Stored items:
+===+
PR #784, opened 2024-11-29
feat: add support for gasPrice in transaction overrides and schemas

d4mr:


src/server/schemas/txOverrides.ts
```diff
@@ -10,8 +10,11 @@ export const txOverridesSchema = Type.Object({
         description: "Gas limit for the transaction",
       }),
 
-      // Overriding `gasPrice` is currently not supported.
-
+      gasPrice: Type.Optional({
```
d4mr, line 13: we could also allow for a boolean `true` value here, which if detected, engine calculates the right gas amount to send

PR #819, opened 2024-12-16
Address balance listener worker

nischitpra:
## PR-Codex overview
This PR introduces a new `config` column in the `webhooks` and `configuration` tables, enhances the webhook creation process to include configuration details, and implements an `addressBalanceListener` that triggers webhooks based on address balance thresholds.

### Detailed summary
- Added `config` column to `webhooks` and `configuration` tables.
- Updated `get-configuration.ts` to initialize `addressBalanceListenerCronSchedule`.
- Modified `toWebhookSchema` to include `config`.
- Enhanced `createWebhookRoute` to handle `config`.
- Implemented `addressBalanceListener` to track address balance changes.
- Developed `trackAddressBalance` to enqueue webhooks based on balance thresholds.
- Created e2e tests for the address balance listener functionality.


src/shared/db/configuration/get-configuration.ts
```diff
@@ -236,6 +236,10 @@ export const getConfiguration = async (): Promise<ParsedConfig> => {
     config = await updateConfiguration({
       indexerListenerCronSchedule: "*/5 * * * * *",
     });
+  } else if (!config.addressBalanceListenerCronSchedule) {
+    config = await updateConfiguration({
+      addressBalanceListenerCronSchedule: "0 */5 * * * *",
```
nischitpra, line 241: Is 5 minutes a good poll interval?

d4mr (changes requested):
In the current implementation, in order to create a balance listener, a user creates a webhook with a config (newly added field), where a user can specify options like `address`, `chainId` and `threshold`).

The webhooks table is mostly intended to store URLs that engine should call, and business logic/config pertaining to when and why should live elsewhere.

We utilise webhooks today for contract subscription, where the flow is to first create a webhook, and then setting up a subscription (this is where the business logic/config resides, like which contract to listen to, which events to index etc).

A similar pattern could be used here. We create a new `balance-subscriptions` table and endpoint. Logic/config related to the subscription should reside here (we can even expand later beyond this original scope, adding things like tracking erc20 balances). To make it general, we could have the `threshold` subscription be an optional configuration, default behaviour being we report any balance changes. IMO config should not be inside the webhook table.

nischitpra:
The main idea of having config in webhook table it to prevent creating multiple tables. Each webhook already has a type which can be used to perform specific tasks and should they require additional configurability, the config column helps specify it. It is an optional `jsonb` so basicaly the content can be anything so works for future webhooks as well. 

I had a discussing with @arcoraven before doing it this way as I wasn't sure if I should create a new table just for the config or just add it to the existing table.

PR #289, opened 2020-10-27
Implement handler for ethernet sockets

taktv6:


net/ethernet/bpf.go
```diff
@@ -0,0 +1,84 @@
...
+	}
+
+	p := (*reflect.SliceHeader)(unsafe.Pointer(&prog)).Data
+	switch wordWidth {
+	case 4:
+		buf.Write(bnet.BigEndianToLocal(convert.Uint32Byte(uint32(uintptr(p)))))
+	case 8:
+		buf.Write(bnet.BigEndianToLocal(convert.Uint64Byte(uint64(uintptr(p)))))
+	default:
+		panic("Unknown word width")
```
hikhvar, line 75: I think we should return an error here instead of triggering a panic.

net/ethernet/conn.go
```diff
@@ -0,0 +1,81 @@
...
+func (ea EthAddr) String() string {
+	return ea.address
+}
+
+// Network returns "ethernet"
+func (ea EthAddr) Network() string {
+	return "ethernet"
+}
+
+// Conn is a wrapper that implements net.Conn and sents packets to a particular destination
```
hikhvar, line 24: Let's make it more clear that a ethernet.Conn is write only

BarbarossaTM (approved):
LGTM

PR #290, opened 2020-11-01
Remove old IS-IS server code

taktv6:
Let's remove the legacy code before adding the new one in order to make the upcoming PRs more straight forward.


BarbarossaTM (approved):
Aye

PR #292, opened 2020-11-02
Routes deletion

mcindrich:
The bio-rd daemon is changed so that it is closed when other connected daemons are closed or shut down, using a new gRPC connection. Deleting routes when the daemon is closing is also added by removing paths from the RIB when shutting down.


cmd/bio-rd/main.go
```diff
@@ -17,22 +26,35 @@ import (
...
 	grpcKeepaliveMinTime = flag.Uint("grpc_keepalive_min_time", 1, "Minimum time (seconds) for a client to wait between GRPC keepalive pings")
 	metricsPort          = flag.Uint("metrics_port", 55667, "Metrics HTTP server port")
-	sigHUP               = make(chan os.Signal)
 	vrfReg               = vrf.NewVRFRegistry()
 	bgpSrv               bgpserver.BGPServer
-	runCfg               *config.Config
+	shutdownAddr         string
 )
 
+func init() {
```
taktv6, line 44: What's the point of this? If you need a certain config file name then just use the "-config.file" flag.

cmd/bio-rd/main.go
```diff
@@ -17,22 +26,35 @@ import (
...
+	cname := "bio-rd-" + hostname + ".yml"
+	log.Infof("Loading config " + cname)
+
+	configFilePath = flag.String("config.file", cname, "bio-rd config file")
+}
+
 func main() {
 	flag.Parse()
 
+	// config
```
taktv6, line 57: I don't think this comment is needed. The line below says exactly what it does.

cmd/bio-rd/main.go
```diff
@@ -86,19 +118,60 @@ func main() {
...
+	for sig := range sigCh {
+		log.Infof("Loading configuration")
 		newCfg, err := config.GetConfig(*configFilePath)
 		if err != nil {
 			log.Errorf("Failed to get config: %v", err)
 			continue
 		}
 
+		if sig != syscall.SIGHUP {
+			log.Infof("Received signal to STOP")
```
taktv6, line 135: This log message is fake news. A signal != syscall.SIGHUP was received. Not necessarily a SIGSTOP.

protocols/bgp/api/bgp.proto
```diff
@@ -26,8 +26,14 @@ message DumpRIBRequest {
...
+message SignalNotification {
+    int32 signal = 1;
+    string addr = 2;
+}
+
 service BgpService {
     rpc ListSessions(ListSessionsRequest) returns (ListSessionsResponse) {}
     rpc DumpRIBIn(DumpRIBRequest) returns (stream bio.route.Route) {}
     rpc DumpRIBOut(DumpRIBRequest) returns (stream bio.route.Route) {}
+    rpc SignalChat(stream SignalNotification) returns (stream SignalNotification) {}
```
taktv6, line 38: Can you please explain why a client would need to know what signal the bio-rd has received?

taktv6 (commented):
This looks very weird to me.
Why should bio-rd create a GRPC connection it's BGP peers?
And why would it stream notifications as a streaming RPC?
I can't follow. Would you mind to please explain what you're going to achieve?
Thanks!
+===+
* [Your instructions]: A complete answer lists each line of the data that holds the word "DumpRIBRequest".

* [Solution for this exercise]:
@@ -26,8 +26,14 @@ message DumpRIBRequest {
     rpc DumpRIBIn(DumpRIBRequest) returns (stream bio.route.Route) {}
     rpc DumpRIBOut(DumpRIBRequest) returns (stream bio.route.Route) {}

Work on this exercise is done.